**Required work:** If a line in the data contains "externally", copy it out.

---------------

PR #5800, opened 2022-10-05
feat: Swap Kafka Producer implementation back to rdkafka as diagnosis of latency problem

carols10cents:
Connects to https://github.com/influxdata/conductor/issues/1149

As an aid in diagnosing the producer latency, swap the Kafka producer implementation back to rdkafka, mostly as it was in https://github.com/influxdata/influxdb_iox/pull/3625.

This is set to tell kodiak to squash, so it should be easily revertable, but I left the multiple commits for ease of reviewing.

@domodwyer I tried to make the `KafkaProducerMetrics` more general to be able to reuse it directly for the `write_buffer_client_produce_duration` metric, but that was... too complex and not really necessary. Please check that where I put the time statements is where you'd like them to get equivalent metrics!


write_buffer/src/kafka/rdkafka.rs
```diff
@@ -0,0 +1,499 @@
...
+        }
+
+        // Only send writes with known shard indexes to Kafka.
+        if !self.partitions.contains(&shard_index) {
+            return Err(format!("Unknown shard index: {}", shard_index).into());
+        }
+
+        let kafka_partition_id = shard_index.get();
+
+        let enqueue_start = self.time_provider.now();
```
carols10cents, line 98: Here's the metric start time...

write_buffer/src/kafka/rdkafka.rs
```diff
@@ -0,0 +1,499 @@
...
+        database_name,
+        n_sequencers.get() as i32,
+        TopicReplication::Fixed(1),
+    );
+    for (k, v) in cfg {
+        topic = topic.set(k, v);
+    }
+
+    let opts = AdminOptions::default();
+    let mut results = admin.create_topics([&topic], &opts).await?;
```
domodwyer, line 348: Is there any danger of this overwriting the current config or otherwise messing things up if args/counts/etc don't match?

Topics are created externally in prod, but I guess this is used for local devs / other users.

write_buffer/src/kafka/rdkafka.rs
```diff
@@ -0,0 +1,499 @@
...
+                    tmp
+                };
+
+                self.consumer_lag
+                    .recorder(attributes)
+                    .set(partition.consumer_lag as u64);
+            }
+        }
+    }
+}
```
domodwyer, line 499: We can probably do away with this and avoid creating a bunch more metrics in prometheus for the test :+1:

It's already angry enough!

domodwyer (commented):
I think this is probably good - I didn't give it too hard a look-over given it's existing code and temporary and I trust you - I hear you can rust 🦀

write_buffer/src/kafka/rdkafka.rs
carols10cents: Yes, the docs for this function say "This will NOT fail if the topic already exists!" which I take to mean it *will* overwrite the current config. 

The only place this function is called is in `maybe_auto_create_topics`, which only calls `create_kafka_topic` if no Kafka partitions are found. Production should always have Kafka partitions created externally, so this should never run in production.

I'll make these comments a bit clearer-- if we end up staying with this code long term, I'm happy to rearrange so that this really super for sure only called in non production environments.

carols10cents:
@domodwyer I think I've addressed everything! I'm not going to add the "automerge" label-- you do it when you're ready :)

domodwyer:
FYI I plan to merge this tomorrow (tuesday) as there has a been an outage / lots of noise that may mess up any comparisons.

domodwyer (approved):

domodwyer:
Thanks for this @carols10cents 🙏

---------------

**Result of this exercise:**
Topics are created externally in prod, but I guess this is used for local devs / other users.
The only place this function is called is in `maybe_auto_create_topics`, which only calls `create_kafka_topic` if no Kafka partitions are found. Production should always have Kafka partitions created externally, so this should never run in production.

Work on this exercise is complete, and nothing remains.